The resulting diplomatic fallout could well fuel calls by international leaders to end the Holy See’s sovereign status under international law.
On the other hand, if Pell were canonically convicted, those in the Church who believe the cardinal’s Australian trial was fundamentally unjust might conclude that the Church no longer really has an independent legal system, and that bishops and priests the world over should not look to Rome for a fair hearing.
That outcome could lead to dissension among an already embattled global episcopate.
Diplomatic considerations to one side, Pell, in particular, may already have reasons for concern.
As prefect of the Vatican’s Secretariat for the Economy, Pell was openly loathed by many of the other curial leaders.
The Australian cardinal’s efforts to deliver financial transparency and accountability to the curia in the first years of the Francis pontificate met with internal Curial resistance – in one famous incident, the Secretariat of State maneuvered without Pell’s knowledge to cancel an announced independent audit. Since his return to Australia, Pell’s reforms have largely been reversed by those who would take the closest interest in his case in Rome.
Cardinal Pietro Parolin, the pope’s increasingly omnipotent Secretary of State, has been known for years to “check in” on CDF cases which he considers to be of wider importance to the Holy See. Canonists charged with handling the administration of justice have long complained about “pressure” being applied from across St. Peter’s square.
One high-ranking Churchman in Rome familiar with several Vatican trials told CNA that Parolin’s attempts to involve himself in cases have been extensive.
“When [the CDF] was told to basically stop talking to State, [Parolin] started calling nuncios to monitor correspondence between the Congregation and places where cases were in progress. It was a serious problem.”
As the pope’s chief advisor on nearly all aspects of Church governance, Parolin’s advice could prove decisive in any decision the pope makes on Pell.
In March, Parolin called the news of Pell’s conviction “shocking and painful.” On Feb. 28, he told L’Osservatore Romano that Pell’s case “is an incentive to continue in the pope’s line: to fight against this phenomenon and pay attention to the victims.”
While there is no certainty about how Parolin might counsel the pope, one member of the Vatican’s diplomatic staff told CNA that Parolin is a pragmatist.
“Innocent or guilty, the reality is Pell is convicted in an Australian prison,” he said.

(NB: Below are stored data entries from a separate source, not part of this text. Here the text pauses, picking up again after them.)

PR #1130, opened 2026-09-19
[Agent Builder] Fix remaining spots that treat agent tool functions as plain FUNCTION artifacts

dan-niles:
## Summary

This PR fixes operation timeout issues that occur when saving agent tool configuration.

`AGENT_TOOL` is a separate artifact kind from `FUNCTION` (added in #1121), but two more places still assumed `FUNCTION` and needed the same fix as `AgentToolForm`'s save path:

- `findViewByArtifact()` had no `AGENT_TOOL` case, so clicking into a tool function's code (or navigating from the topology diagram) fell through to `null` and bounced to Package Overview instead of the flow diagram.
- `getArtifactDataFromNodeKind()` had no case for the `AGENT_TOOL` node kind used when creating a brand-new tool, so the artifact-notification wait was skipped entirely instead of matching the right notification.


packages/ballerina-visualizer/src/views/BI/AIChatAgent/AgentToolForm.tsx
```diff
@@ -744,9 +744,13 @@ export function AgentToolForm(props: AgentToolFormProps): JSX.Element {
...
                     filePath, flowNode: updatedNode, isFunctionNodeUpdate: true,
+                    artifactData: { artifactType: DIRECTORY_MAP.AGENT_TOOL },
                 });
             } else {
-                response = await rpcClient.getBIDiagramRpcClient().getSourceCode({ filePath, flowNode: updatedNode });
+                response = await rpcClient.getBIDiagramRpcClient().getSourceCode({
+                    filePath, flowNode: updatedNode,
+                    artifactData: { artifactType: DIRECTORY_MAP.AGENT_TOOL },
+                });
             }
```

“The cardinal puts the stability of the Holy See’s diplomatic status first in line – if you don’t believe it, ask the Chinese,” he said, in reference to the number of Chinese bishops and priests imprisoned by Beijing, despite a landmark 2018 deal between China and the Vatican.
If Pell appeals his case to Australia’s High Court, his canonical case will be delayed until its conclusion. But, whenever it does come to Rome, Pell and his advocate might discover that the Vatican politics he left behind in 2017 still have bearing on his future.